I dream a lot, and I think a lot about dreams—my dreams, other people's dreams, what a dream does to a person. Not the kinds of dreams that fill your head while you sleep, but the active sort of dreaming. When you want something so badly that the decisions you make in everyday life point you towards that dream—that's the sort of dream that fascinates me.
Of course, there are the silly dreams, too. I'm an only child, and I think that's made me exceptionally imaginative. I was a quiet kid, and I hated playing outside, so when I got tired of Barbies or playing against myself in Monopoly, I read. I read like crazy as a kid, and I read fast. And when I finished a book (usually about an hour after I began), I'd stretch out on my bed and stare up at the ceiling and put myself in the life of the main character. I could stay like that for an hour, just laying on my bed and dreaming about being in someone else's life.

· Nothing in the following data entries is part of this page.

PR #342, opened 2024-06-04
2018 Acura TLX - Serial Steering 

mlocoteta:
Adding TLX , verified on regular 9th gen accord and 2018 TLX. Not sure the years supported at this time. 

There was some bug fixes required in carstate.py. Specifically it looks like many models were renamed from something like CAR.CIVIC to CAR.HONDA_CIVIC. The only one which I wasn't quite sure about was CAR.ACCORDH - I couldn't find a replacement for this one. Everything else seemed pretty straight forward, some of the spacing changes are due to the checks before commit (unused variables/ line length > 160 characters). 

Todo: 
Need to generate docs.py.

- [\] added entry to CAR in selfdrive/car/*/values.py and ran `selfdrive/car/docs.py` to generate new docs
- [X] test route added to [routes.py](https://github.com/commaai/openpilot/blob/master/selfdrive/car/tests/routes.py)
- [X] route with openpilot: dc27c011224d353f/00000023--d15078f2fd/0
- [X] route with stock system: dc27c011224d353f/00000027--e5009d2033/0
- [X] car harness used (if comma doesn't sell it, put N/A): N/A - Serial Steering V3 board


mlocoteta:
There's a problem with the car docs- it looks like 2022 Hyundai Elantra is missing params, However, the TLX should have necessary params

mlocoteta:
Rebased to latest, fixed .gitmodules and what submodules point to.

sunnyhaibin:
@mlocoteta Can you please point this PR against `master`? Thanks!

selfdrive/car/honda/interface.py
```diff
@@ -173,7 +178,6 @@ def _get_params(ret, candidate, fingerprint, car_fw, experimental_long, docs):
       ret.lateralParams.torqueBP, ret.lateralParams.torqueV = [[0, 239], [0, 239]]
       ret.lateralTuning.pid.kiBP, ret.lateralTuning.pid.kpBP = [[0.,20], [0.,20]]
       ret.lateralTuning.pid.kpV, ret.lateralTuning.pid.kiV = [[0.4,0.3], [0,0]]
-      tire_stiffness_factor = 0.8467
```
sunnyhaibin, line 176: Let's remove this in a separate PR.

selfdrive/car/honda/interface.py
```diff
@@ -220,7 +224,6 @@ def _get_params(ret, candidate, fingerprint, car_fw, experimental_long, docs):
       else:
         ret.lateralParams.torqueBP, ret.lateralParams.torqueV = [[0, 2560], [0, 2560]]
         ret.lateralTuning.pid.kpV, ret.lateralTuning.pid.kiV = [[0.8], [0.24]]
-      tire_stiffness_factor = 1.
```
sunnyhaibin, line 223: Same as the above.

sunnyhaibin (changes requested):

sidbmw:
Which engine is this for and FWD or SH-AWD? Not sure if those make a difference. Might be worth adding trim info.

sunnyhaibin:

PR #346, opened 2024-06-15
Honda: Add Fit Hybrid 2018 JDM

AravindaDP:
**Checklist**

- [ ] added entry to CAR in selfdrive/car/*/values.py and ran `selfdrive/car/docs.py` to generate new docs
- [ ] test route added to [routes.py](https://github.com/commaai/openpilot/blob/master/selfdrive/car/tests/routes.py)
- [ ] route with openpilot:
- [ ] route with stock system:
- [x] car harness used (if comma doesn't sell it, put N/A): N/A (https://github.com/commaai/neo/pull/80)

Additional info:
Honda Fit Hybrid 2018 uses Nidec Connector similar to Clarity which has 3 CAN busses including RADAR CAN. And also, the same Brake message structure. However, unlike Clarity, all messages required for control is accessible through primary Vehicle CAN bus and extra CAN bus can be wired to passthrough in harness. See https://github.com/commaai/neo/pull/80

This is my first model port. Appreciate feedback on anything that needs to be done differently. (Specially params.toml updates etc)


sunnyhaibin:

Sometimes, I didn't even need a book. From the comfort of my own room, I could transform from an awkward, uncoordinated kid into an Olympic champion on floor exercise, or a world-class pairs skater, being tossed effortlessly into split triple twists by a strong (and attractive) partner. My most vivid daydreams were all about expression, movement, music—dance.
I took dance lessons when I was very young, and then I quit dance for a few years to take gymnastics classes. After three years of trying (and failing) to master a back walkover, I left gymnastics and returned to dance. For six years, until I finished high school, I took classes in ballet, tap, and jazz. I was in the highest class at my studio, and I was decent. I was actually pretty good in tap, but I never had the flexibility or spring in my jumps to stand out in ballet and jazz. I was also constantly intimidated by the other girls in my classes. I may have referred to them as the "spandex queens," and my best performances were usually left at home while practicing, when I didn't have to worry about what the other girls thought of me.

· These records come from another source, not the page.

PR #350, opened 2024-06-19
2018 Acura MDX Hybrid Car Port

mlocoteta:
**Car Port**

This was done AFTER the TLX was added, so this contains both in the diff until TLX is merged (or you can merge this instead)

[ ] added entry to CAR in selfdrive/car/*/values.py and ran `selfdrive/car/docs.py` to generate new docs 
- [x] test route added to [routes.py](https://github.com/commaai/openpilot/blob/master/selfdrive/car/tests/routes.py)
- [x] route with openpilot: c6c6b318abec90b8/00000016--2220084b30
- [x] route with stock system: c6c6b318abec90b8/00000017--88ede6eae6
- [x] car harness used (if comma doesn't sell it, put N/A): Serial Steering V3 Board

Notes: 
- Still have a problem generating docs.py due to Hyundai definitions. 
- Fixed routes HONDA.CIVIC --> HONDA.HONDA_CIVIC 
- Had to deal with ruff complaints about line length in carstate, line 256.


mlocoteta:
Need to fix turn signal

PR #359, opened 2024-07-17
Honda Longitudinal: Remove tuning from 4-CYL 9th Gen Accord

mlocoteta:
Updated tuning to use the standard Honda tuning. No longer needed on both pedal and PCM control.


sunnyhaibin (approved):

sunnyhaibin:
Thanks for the PR!

PR #362, opened 2024-07-29
MADS: Hyundai: Independent control with LFA button

sunnyhaibin:


sunnyhaibin:
Confirmed the button states are working as described by the control policy.

PR #363, opened 2024-07-30
MADS: Honda: Fix PCM ACC disengage fault

sunnyhaibin:


sunnyhaibin:
Verified by user with a confirmed fix on the bug.

devtekve (approved):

It's summer now, which means that my favourite competitive reality show is back on. Yes, I'm a So You Think You Can Dance junkie. This season hasn't blown me away yet, save for a few performances, but it still has the same effect on me. When I watch the cast of talented dancers try different styles and work with some of the most well-known choreographers in the business, I can only think of how much I wish I could do that. I wish I had more rhythm, was less awkward, could leap higher and stretch further. Most of all, I wish I could afford to take some classes somewhere. If I ever get a real job, that's going to be on my priority list. Until then, let me just tell you that I can dance a mean tango in my head. You'll have to trust me on that.